Locate GPU Bottlenecks by Analyzing vLLM Profiling Results in ACK - Container Service for Kubernetes

This topic uses virtual large language mode (vLLM) inference scenarios as examples to show how to analyze the AI profiling results of GPU-accelerated pods running in Container Service for Kubernetes (ACK) clusters. This topic focuses on how to analyze the execution process of Python processes, CPU calls, system calls, Compute Unified Device Architecture (CUDA) libraries, and CUDA kernel functions by using the visualization page of online performance detection results. This helps you locate performance bottlenecks, identify optimization opportunities, and improve GPU utilization and application efficiency.

Example of vLLM inference

Sample environment

Framework: vLLM 0.5.0
Model: Qwen2-7B
GPU: NVIDIA A10
Profiling duration: 5s
Enabled profiling items: all

Result analysis

Model loading

View the overall process of model loading: The enlarged view reveals that the entire model loading process is divided into three steps: data reading, data copying, and decoding.In Python profiling, you can separate different stages with dividing lines, as shown in the following figure. Since this example shows the first startup, PageCache is not used. Therefore, the time required by data transmission is particularly noticeable.
Examine the profiling details for each stage. By zooming in, you can see that the main activity involves I/O-related system calls, such as openat, mmap, read, and ioctl. Because the model is loaded using safetensors.torch.load_file for random access reads, mmap and read calls appear frequently.
The data transmission process shows that system calls are concentrated in poll, epoll, and futex. Multiple CPUs are frequently used and switched. In terms of CUDA calls, there are as many cuMemcpyHtoD transmissions as there are model safetensors. Therefore, based on the model loading process of vLLM, you can identify the path of model data transmission: disk or network -> memory (PageCache) -> GPU memory. Add network and disk I/O data to the figure to help you clearly observe the path.
Observe the decoding process and focus on GPU-related library calls. The matrix multiplication executed in each batch and its upstream and downstream calls (such as cuLaunchKernel, cuMemcpyDtoD, cublasGemmEx) regularly appear and can be aligned with the corresponding Python Decoding method. Therefore, the stages they represent can be clearly distinguished.

Model inference

Note

This example describes the process of discovering and speculating problems by using a manually simulated NCCL hang.
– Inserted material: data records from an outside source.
PR #2227, opened 2020-11-13
Editorial: define how lookahead restrictions work at EOF

michaelficarra:
In #1966, we introduced a usage of `lookahead` at the end of a production without the behaviour of lookaheads being properly defined when there are no remaining tokens. I've defined them for both the positive and negative cases here. This may be overly pedantic, since I think there's only really one way that someone could've interpreted them.

### DIFF
--- a/spec.html
+++ b/spec.html
@@ -729,7 +729,7 @@
           `9`
       </emu-grammar>
       <p>If the phrase &ldquo;[empty]&rdquo; appears as the right-hand side of a production, it indicates that the production's right-hand side contains no terminals or nonterminals.</p>
-      <p>If the phrase &ldquo;[lookahead &notin; _set_]&rdquo; appears in the right-hand side of a production, it indicates that the production may not be used if the immediately following input token sequence is a member of the given _set_. The _set_ can be written as a comma separated list of one or two element terminal sequences enclosed in curly brackets. For convenience, the set can also be written as a nonterminal, in which case it represents the set of all terminals to which that nonterminal could expand. If the _set_ consists of a single terminal the phrase &ldquo;[lookahead &ne; _terminal_]&rdquo; may be used.</p>
+      <p>If the phrase &ldquo;[lookahead &notin; _set_]&rdquo; appears in the right-hand side of a production, it indicates that the production may not be used if there are remaining input tokens and the immediately following input token sequence is a member of the given _set_. The _set_ can be written as a comma separated list of one or two element terminal sequences enclosed in curly brackets. For convenience, the set can also be written as a nonterminal, in which case it represents the set of all terminals to which that nonterminal could expand. If the _set_ consists of a single terminal the phrase &ldquo;[lookahead &ne; _terminal_]&rdquo; may be used.</p>
       <p>For example, given the definitions:</p>
       <emu-grammar type="example">
         DecimalDigit :: one of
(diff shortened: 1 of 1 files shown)


ljharb (approved):
This seems correct but completely redundant; if there are no remaining tokens, then there is no following input sequence that can be a member of the given set (altho i suppose you'll reply with some kind of "the null set is a member of every set" argument)

claudepache:
The added precision is redundant in case of non-empty set and incorrect in case of empty set, although, of course, lookahead with empty set is not useful. If you want to split hairs, you can say that the definition is for non-empty sets.

claudepache:
[correction from my previous deleted comment]

The added precision is redundant in case of sets not containing the zero-length sequence of tokens, and incorrect in case of sets containing the zero-length sequence of tokens, although, of course, looking ahead the zero-length sequence of tokens is not useful. If you want to split hairs, you can add that the considered sets must contain only non-empty sequences of tokens.

michaelficarra:
@claudepache In what way is it incorrect? Also, I'm not understanding what you mean about the sets containing empty sequences of tokens. This PR is accounting for no tokens remaining in the input token sequence (so the lookahead, positive or negative, refers to nothing).

claudepache:
@michaelficarra Let **(void)** denote the sequence of zero tokens. Then  or <code>[ lookahead = **(void)** ]</code> or  
<code>[ lookahead ∈ { **(void)** } ]</code> is always trivially true.

michaelficarra:
@claudepache Yeah, and? I don't think that was disputed.

waldemarhorwat:
Lookaheads used to be for exactly one token, and this paragraph was worded correctly then. The wording got broken when we added multi-token lookaheads. It's still broken today with or without this pull.

Consider this: You have a lookahead restriction for the one-element set containing the token sequence `let [`.
The actual immediately following token sequence is: `let [ x ] …`
The lookahead restriction doesn't hold because `let [ x ] …` is _not_ a member of the set { `let [` }.

Please fix that problem.

waldemarhorwat:
Also, when constructing the fix to the issue I mentioned above, be aware that the concept of multiple-token lookahead in the syntactic grammar is not well-defined. If the lookahead sequence of characters is `await/"bc/;"…`, you don't know whether the `/` is a division symbol followed by the string `"bc/;"` or starts the regular expression `/"bc/` followed by a semicolon and the start of another string.

bakkot:
There's some discussion of the issue @waldemarhorwat describes in https://github.com/tc39/ecma262/pull/1828.

jmdyck:
> Also, when constructing the fix to the issue I mentioned above, be aware that the concept of multiple-token lookahead in the syntactic grammar is not well-defined. If the lookahead sequence of characters is `await/"bc/;"…`, you don't know whether the `/` is a division symbol followed by the string `"bc/;"` or starts the regular expression `/"bc/` followed by a semicolon and the start of another string.

It's true that, without any further information, you don't know. But a parser, parsing a particular source text, has lots more information. It knows the current "syntactic grammar context", and thus what InputElement goal symbol to use to get the next token. And, depending on what that token is, it knows what the context will be after it, and thus what InputElement goal symbol to use to get the next+1 token.

That is, I think "[lookahead != X Y]" means (roughly) you can't use this production if the next token is X and the token after that (for the context that would result from reading X) is Y.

Since the NCCL hang usually manifests as being trapped in kernel mode or NCCL-level communication/IO blocking, you can reproduce the scenario by simulating interruptions in NCCL communication between different processes. Run the following commands to suspend and restore processes as a simulation of the interruption and recovery process of NCCL:
```
kill -STOP <PID>
kill -CONT <PID>
```
Normal inference duration without interruption:
Inference duration with a 5-second interruption:
During the process of active interruption, you can observe from the above steps that each inference in the example takes about 15 seconds. With a simulated interruption of 5 seconds, the total duration for the inference request after recovery becomes 20 seconds, which aligns with the expected outcome.
Observations show that each inference process of vLLM consists of multiple inference computation steps, as highlighted by the red box in the following figure. The general process is as follows: cuda memory copy H2D -> nccl broadcast -> cublas compute -> nccl send and recv -> cuda memory copy D2H. Therefore, NCCL may be interrupted during the broadcast and send and recv processes.
The interruption point determines the blocked NCCL action. Enable 60 seconds of GPU-only profiling and convert the profiling data to Chrome Tracing format data. The following list describes two cases of NCCL being blocked:
1. nccl send and recv
  The visualization results are as follows:
  During the end time of an inference, there is usually one pnccl Send in one replica, and a corresponding pnccl Recv in another replica. When the simulation for the NCCL hang is enabled, you can see the following situation in the profiling view:
  After one replica issues an ncclSend call, there is no corresponding ncclRecv action call from the other replica, and the GPU-related method call enters an idle state for a period of time. Another replica executes the corresponding ncclRecv action only after the waiting process status is restored. Without understanding the underlying logic, it can be inferred that this phenomenon is caused by an NCCL hang issue.
2. nccl broadcast
  The following figure shows the effect of a Hang operation performed before nccl broadcast:
  Zoom in on the method executed before the hang.
  You can see the execution of cuMemcpyH2D. After the execution, the process hangs. Then, move to the position after the hang recovery.
  Zoom in on the corresponding position. You can see that the first operation executed after the hang recovery is the NCCL broadcast, followed by subsequent standard actions. Based on this phenomenon, the problem is caused by the NCCL hang.